(Records from a dataset)
══════════════════════════════
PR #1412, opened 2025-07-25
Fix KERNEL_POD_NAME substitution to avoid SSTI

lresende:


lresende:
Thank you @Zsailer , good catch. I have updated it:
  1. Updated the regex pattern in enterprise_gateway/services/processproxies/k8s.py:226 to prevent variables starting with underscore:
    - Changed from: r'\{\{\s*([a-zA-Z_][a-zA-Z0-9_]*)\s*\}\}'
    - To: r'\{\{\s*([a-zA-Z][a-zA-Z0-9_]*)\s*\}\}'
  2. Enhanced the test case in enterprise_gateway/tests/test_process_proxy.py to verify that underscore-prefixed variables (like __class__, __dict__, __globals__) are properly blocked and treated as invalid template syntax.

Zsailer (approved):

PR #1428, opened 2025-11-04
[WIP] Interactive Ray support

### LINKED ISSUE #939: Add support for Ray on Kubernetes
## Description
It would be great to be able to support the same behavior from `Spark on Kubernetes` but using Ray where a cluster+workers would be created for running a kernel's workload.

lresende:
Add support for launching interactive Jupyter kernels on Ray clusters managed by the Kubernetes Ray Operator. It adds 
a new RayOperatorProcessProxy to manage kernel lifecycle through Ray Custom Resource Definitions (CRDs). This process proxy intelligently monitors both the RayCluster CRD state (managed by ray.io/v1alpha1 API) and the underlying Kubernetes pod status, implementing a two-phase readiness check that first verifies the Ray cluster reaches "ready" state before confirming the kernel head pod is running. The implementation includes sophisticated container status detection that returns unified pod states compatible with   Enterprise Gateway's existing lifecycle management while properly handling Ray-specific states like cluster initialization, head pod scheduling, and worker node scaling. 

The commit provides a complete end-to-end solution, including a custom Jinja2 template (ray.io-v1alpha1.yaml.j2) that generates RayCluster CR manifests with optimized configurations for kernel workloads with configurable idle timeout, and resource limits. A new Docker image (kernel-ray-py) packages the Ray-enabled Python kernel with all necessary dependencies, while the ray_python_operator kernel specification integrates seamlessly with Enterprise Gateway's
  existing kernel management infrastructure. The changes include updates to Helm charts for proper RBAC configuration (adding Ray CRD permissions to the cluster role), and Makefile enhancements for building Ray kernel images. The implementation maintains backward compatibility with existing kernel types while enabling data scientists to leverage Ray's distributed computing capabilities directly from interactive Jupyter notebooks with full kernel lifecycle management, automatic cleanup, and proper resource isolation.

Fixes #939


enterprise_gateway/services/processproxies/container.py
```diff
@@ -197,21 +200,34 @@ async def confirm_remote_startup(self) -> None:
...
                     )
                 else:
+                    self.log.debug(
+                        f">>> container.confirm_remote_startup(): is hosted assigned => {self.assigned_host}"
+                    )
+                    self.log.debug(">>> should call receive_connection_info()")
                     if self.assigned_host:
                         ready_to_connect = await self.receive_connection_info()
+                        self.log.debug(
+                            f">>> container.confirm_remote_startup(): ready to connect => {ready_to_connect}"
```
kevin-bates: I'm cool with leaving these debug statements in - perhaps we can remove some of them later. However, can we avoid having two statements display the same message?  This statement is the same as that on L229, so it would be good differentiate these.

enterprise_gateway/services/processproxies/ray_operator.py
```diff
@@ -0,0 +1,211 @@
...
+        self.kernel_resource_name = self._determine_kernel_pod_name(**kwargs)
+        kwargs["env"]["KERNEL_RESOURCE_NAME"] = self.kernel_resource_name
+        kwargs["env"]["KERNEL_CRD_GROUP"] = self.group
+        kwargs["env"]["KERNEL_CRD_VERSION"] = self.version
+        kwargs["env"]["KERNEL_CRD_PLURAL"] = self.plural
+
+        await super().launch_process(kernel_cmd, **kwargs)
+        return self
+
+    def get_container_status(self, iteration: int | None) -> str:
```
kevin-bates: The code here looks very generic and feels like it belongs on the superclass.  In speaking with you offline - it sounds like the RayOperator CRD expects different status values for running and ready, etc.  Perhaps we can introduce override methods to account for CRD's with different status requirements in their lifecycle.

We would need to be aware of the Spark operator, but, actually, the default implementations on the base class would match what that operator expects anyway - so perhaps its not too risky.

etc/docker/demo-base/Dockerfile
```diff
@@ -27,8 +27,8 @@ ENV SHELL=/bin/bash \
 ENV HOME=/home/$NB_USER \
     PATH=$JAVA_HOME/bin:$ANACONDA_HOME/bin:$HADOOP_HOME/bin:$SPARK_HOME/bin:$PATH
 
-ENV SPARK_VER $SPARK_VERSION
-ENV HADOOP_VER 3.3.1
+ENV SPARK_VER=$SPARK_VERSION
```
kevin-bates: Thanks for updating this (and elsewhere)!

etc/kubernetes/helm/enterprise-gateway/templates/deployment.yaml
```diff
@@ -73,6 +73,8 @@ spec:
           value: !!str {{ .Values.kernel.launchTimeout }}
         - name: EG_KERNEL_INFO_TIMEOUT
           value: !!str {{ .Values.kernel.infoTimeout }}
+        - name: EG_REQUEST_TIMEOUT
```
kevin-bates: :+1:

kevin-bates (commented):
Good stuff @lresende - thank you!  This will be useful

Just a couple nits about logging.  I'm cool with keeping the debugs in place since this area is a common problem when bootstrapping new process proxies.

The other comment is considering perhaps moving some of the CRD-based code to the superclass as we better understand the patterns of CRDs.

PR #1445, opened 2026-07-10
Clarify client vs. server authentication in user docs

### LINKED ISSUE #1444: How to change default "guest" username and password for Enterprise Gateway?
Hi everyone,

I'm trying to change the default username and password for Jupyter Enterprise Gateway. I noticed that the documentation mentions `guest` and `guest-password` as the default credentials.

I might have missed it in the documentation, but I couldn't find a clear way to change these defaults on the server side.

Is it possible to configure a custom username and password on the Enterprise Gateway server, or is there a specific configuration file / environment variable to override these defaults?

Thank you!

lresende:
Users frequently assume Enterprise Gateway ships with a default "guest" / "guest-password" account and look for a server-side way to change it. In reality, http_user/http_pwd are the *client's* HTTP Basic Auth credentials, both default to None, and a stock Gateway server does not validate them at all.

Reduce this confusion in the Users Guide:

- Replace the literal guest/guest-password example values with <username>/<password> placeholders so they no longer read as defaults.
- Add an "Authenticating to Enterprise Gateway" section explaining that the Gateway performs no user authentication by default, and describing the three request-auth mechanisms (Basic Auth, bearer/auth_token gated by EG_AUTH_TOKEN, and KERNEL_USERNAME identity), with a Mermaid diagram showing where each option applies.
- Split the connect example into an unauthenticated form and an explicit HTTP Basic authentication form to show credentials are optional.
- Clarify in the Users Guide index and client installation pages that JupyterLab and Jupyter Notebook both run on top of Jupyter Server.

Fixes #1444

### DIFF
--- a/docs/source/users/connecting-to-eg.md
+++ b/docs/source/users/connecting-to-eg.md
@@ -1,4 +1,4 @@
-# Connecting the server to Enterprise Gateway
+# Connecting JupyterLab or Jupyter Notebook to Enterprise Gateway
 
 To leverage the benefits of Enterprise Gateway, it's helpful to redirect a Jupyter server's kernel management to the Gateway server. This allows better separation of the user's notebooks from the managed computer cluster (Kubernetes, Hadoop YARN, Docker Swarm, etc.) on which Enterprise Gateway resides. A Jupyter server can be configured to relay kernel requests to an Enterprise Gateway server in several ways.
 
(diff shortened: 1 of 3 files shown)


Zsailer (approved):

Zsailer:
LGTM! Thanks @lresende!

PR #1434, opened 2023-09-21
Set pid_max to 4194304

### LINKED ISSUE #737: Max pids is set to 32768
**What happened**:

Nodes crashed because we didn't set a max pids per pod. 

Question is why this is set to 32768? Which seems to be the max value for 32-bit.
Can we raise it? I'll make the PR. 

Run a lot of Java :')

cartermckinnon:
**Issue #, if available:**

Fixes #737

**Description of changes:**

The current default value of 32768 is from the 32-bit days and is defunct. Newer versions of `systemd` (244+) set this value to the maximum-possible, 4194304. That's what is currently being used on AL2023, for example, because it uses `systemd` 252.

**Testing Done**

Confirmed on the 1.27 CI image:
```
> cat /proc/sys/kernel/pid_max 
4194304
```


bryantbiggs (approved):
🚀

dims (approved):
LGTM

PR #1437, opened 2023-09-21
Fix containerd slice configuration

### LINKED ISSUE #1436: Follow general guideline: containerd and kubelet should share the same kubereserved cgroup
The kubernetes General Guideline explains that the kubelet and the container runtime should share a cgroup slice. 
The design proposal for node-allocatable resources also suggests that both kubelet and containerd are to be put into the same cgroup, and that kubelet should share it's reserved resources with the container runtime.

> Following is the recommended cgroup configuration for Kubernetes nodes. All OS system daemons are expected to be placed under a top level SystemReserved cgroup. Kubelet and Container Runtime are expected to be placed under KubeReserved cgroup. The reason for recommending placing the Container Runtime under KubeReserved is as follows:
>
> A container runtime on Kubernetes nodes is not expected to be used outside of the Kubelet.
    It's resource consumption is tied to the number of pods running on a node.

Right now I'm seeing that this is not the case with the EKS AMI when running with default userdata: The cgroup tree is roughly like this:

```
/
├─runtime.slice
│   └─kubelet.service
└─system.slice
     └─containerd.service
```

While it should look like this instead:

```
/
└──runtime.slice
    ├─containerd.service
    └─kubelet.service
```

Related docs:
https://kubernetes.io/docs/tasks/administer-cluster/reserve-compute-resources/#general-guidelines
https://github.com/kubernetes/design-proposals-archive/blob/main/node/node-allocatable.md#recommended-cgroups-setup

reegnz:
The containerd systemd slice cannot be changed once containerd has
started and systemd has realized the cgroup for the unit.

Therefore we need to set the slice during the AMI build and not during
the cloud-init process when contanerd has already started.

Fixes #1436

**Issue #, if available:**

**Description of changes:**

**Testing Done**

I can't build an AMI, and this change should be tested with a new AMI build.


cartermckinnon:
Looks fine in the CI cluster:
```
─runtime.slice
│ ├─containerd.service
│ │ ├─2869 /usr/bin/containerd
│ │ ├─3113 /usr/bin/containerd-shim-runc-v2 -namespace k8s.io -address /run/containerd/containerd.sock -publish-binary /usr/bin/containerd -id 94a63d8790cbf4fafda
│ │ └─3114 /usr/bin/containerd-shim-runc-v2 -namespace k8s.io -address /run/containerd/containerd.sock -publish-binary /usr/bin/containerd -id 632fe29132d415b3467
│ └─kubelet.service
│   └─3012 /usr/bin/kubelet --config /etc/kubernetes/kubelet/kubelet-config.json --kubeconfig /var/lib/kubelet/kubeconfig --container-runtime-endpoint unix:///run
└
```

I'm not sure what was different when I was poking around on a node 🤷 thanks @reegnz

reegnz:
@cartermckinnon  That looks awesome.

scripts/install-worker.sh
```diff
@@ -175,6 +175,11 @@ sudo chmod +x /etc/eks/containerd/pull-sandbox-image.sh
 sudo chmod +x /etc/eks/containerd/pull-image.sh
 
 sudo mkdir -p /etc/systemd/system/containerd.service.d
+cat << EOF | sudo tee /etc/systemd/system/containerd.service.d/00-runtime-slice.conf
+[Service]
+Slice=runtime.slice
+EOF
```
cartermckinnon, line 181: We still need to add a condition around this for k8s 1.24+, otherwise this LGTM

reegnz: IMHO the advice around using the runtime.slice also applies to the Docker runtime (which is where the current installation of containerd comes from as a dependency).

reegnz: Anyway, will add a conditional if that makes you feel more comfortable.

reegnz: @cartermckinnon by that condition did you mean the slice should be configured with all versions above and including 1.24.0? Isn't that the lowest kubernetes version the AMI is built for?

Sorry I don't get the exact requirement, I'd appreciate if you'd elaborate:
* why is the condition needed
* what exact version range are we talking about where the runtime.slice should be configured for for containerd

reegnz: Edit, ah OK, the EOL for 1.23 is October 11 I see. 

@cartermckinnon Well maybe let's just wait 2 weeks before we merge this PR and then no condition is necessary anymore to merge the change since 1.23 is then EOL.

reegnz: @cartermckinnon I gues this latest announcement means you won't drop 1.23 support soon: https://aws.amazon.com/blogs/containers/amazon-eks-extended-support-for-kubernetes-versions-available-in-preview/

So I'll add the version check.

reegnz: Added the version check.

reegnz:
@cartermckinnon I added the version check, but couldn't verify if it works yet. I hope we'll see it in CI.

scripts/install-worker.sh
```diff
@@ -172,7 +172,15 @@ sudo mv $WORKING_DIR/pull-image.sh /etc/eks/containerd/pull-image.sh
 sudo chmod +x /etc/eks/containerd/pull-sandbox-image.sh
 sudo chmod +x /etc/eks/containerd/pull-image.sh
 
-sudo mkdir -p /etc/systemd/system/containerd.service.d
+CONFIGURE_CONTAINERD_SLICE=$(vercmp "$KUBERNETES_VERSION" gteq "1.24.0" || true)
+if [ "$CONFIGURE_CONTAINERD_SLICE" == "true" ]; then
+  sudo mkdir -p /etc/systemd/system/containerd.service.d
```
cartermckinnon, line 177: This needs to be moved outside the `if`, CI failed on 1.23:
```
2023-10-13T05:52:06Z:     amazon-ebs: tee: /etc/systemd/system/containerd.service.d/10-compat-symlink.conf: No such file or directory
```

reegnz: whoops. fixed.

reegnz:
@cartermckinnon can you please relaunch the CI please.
══════════════════════════════
* _Exercise prompt_:
Go over the data above and copy every line that has the word "services" in it.

* _Response_:
  1. Updated the regex pattern in enterprise_gateway/services/processproxies/k8s.py:226 to prevent variables starting with underscore:
enterprise_gateway/services/processproxies/container.py
enterprise_gateway/services/processproxies/ray_operator.py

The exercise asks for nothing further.